Luxury brands are snapping up suppliers: What are the pros and ... - Vogue Business

Gruppo Florence is targeting new acquisitions during the first part of 2023, as it looks to grow its portfolio of manufacturers in all product categories. It already owns businesses in ready-to-wear and denim, for example, but is looking to add to its roster with leather goods and more footwear. Kiss says the aim is to have manufacturers in all key product areas, to help mitigate the risk at group level, if one category is performing better than another at any given time. 

Franck Delpal, a professor at the Institut Français de la Mode (IFM) in Paris and an expert in vertical integration, says before buying up a supplier, luxury brands should consider category areas that are already important sources of revenues, growing and profitable. By focusing on core categories that are intrinsic to the brand’s DNA, this will help mitigate risk if a new creative director comes on board, for example, and wants to take the brand in a different direction.

Cultural differences

Despite advantages, the cost of acquisitions can be an obstacle, especially in the current economic climate, as brands are being closely scrutinised by investors and interest rates are high (brands rarely disclose the financial terms of supplier acquisitions).
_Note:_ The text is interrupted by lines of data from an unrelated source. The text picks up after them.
PR #1502, opened 2015-12-09
Development improvements

deivid-rodriguez:
Hi!

I was trying to get the tests passing locally and noticed some issues. Some commits you might not be interested or might just be plain wrong, so feel free to cherry pick what you like!

Regards.


Gemfile-rails-dependencies
```diff
@@ -17,9 +17,9 @@ when /stable$/
 when nil, false, ""
   if RUBY_VERSION < '1.9.3'
     # Rails 4+ requires 1.9.3+, so on earlier versions default to the last 3.x release.
-    gem "rails", "~> 3.2.17"
+    gem "rails", "~> 3.2"
   else
-    gem "rails", "~> 4.0.4"
+    gem "rails", "~> 4.0"
```
JonRowe: This would allow Rails 4.1, which isn't the intent.

Gemfile-rails-dependencies
```diff
@@ -17,9 +17,9 @@ when /stable$/
 when nil, false, ""
   if RUBY_VERSION < '1.9.3'
     # Rails 4+ requires 1.9.3+, so on earlier versions default to the last 3.x release.
-    gem "rails", "~> 3.2.17"
+    gem "rails", "~> 3.2"
```
JonRowe: While in practise this has the same effect due to Rails policies, it isn't the intent of the original statement, a 3.3 release might break support for this.

Gemfile
```diff
@@ -21,7 +21,7 @@ gem 'sqlite3', '~> 1.3.6'
 
 # Capybara versions that support RSpec 3 only support RUBY_VERSION >= 1.9.3
 if RUBY_VERSION >= '1.9.3'
-  gem 'capybara', '~> 2.2.0', :require => false
+  gem 'capybara', '~> 2.2', :require => false
```
JonRowe: This has a different meaning in semantic versioning that I'm not sure we want, a major release would break this.

Rakefile
```diff
@@ -23,7 +23,7 @@ namespace :generate do
   desc "generate a fresh app with rspec installed"
   task :app do |_task|
     unless File.directory?('./tmp/example_app')
-      bindir = File.expand_path("bin")
+      bindir = File.expand_path("bin", './tmp/example_app')
```
JonRowe: Can you elaborate why this is necessary?

Gemfile-rails-dependencies
cupakromer: This is for the default Rails version someone will use when setting up the repo. I agree we probably don't want this to be `~> 4.0`, but we probably should bump this to either `~> 4.1.0` or `~> 4.2.0`. My vote is for the latter.

Rakefile
cupakromer: This changes what `bindir` is pointing to.

```ruby
bindir = File.expand_path("bin")
# => RSPEC_RAILS_REPO_DIR/bin
bindir = File.expand_path("bin", './tmp/example_app')
# => RSPEC_RAILS_REPO_DIR/tmp/example_app/bin
```

We want the original. This is specifically for handling installs which use `--binstubs`.

Rakefile
```diff
@@ -145,27 +145,26 @@ namespace :no_active_record do
     desc "generate a fresh app with no active record"
     task :app do
       unless File.directory?(example_app_dir)
-        bindir = File.expand_path("bin")
+        bindir = File.expand_path("bin", example_app_dir)
```
cupakromer: Same issue with `bindir` not being the same location.

Rakefile
```diff
@@ -145,27 +145,26 @@ namespace :no_active_record do
...
-            application_file = File.read("config/application.rb")
-            sh "rm config/application.rb"
-            File.open("config/application.rb","w") do |f|
-              f.write application_file.gsub(
-                "config.assets.enabled = true",
-                "config.assets.enabled = false"
-              )
-            end
+        in_example_app(:app_dir => example_app_dir) do
+          sh "./travis_retry_bundle_install.sh 2>&1"
```
cupakromer: Nice catch! :blue_heart:

rspec-rails.gemspec
```diff
@@ -14,7 +14,7 @@ Gem::Specification.new do |s|
   s.description = "rspec-rails is a testing framework for Rails 3.x and 4.x."
 
   s.files            = `git ls-files -- lib/*`.split("\n")
-  s.files           += %w[README.md License.md Changelog.md Capybara.md .yardopts .document]
+  s.files           += %w[README.md LICENSE.md Changelog.md Capybara.md .yardopts .document]
```
cupakromer: Thanks! :smile_cat:

example_app_generator/generate_app.rb
```diff
@@ -1,7 +1,7 @@
 rspec_rails_repo_path = File.expand_path("../../", __FILE__)
 rspec_dependencies_gemfile = File.join(rspec_rails_repo_path, 'Gemfile-rspec-dependencies')
 rails_dependencies_gemfile = File.join(rspec_rails_repo_path, 'Gemfile-rails-dependencies')
-bundle_install_path = File.join(rspec_rails_repo_path, '..', 'bundle')
+bundle_install_path = File.join(rspec_rails_repo_path, 'vendor', 'bundle')
```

Challenges can also arise when integrating smaller, family-run suppliers into large, global brands. “There can be cultural issues with integration and ongoing governance, particularly if it’s a large, listed luxury business,” warns Conor Cahill, head of consumer products, North and South Europe, at global consultancy Deloitte. “Having a previous client supplier relationship and moving away from that to being a subsidiary of a larger company is quite a big, cultural change for some of these businesses. To impose this on a supplier, who might only be small, or a subsidiary of another business that doesn’t have the same kind of governance or reporting constraints, can lead to friction,” he adds.
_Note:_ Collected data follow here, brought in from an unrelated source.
PR #1503, opened 2015-12-10
Singularize classes for feature names

dysnomian:
This PR addresses issue #1403 by singularizing the class and table names in the feature generators.

### DIFF
--- a/lib/generators/rspec/feature/feature_generator.rb
+++ b/lib/generators/rspec/feature/feature_generator.rb
@@ -4,12 +4,25 @@ module Rspec
   module Generators
     # @private
     class FeatureGenerator < Base
-      class_option :feature_specs, :type => :boolean, :default => true, :desc => "Generate feature specs"
+      class_option :feature_specs, :type => :boolean, :default => true,  :desc => "Generate feature specs"
+      class_option :singularize,   :type => :boolean, :default => false, :desc => "Singularize the generated feature"
 
       def generate_feature_spec
         return unless options[:feature_specs]
 
-        template 'feature_spec.rb', File.join('spec/features', class_path, "#{class_name.downcase}_spec.rb") # file_name?
+        template template_name, File.join('spec/features', class_path, filename)
+      end
+
+      def template_name
+        options[:singularize] ? 'feature_singular_spec.rb' : 'feature_spec.rb'
+      end
+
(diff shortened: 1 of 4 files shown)


JonRowe:
Do we not have tests for the generators?

samphippen:
@dysnomian thanks for the pull request! Could you make it so that the singularization only happens on an option, rather than the default? I'm also *very* surprised that none of our tests failed here. @cupakromer my best guess is that it's because we use `rails g rspec:feature 'foos'` everywhere in our generator tests. Is that correct?

cupakromer:
Yes, it looks like we simply have been passing plural options in our specs - so nothing failed. Clearly a gap in our specs testing that we "pluralized" stuff (>ლ). Also the change to the filename isn't covered by our specs either :grimacing: 

While this PR doesn't exactly singularize anything, it doesn't pluralize everything. :+1: If we can add a spec case for this that would be great.

In regards to the naming, I'm a little concerned that is a divergent change. The original use of `table_name` resulted in:

```console
$ bin/rails g rspec:feature warehouse::widget
      create  spec/features/warehouse/warehouse_widgets_spec.rb
```

With this change we now will get:

```console
$ bin/rails g rspec:feature warehouse::widget                
      create  spec/features/warehouse/warehouse::widget_spec.rb
```

dysnomian:
@samphippen, @cupakromer: Thanks for the feedback! Next steps:
1. only singularize on a `--singularize` option
2. update tests so that they pass and fail appropriately on:
 * text
* spec filename
3. use `class_name` instead of `table_name` (that `::` was a surprising case I hadn't considered! :flushed: Good catch.)

Sound right?

samphippen:
@dysnomian that sounds good to me.

samphippen:
@dysnomian just wanted to check this was still something you're interested in working on? Let me know if you need any further help.

dysnomian:
@samphippen Yeah, still interested!

dysnomian:
Changes made. Any comments?

samphippen:
This looks good. I'm going to locally add a changelog, and merge it down.

samphippen:
@dysnomian it is my intention to merge this via #1508 when that PR passes CI.

samphippen:
This was merged via #1508

PR #1510, opened 2015-12-24
Prevent bad version of nokogiri and fix build

JonRowe:


JonRowe:
Merged despite error because it needs all three simultaneously. See rspec/rspec-rails#1510 rspec/rspec-support#258 and rspec/rspec-core#2140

If this area is not well managed, by properly communicating the shared vision so that people can buy into it effectively, the brand could end up losing the very people it wants to bring into the organisation, which in turn will devalue the whole acquisition. Gruppo Florence’s Kiss says, in turn, when a small entrepreneur makes the conscious choice to be acquired by a prestigious brand, the supplier must adapt to the rules and priorities of that brand.

With wider global economic uncertainty continuing in 2023, Kiss adds: “Selected vertical integration can offer both flexibility and reactivity which will be essential to future-proof supply chains in the year ahead.”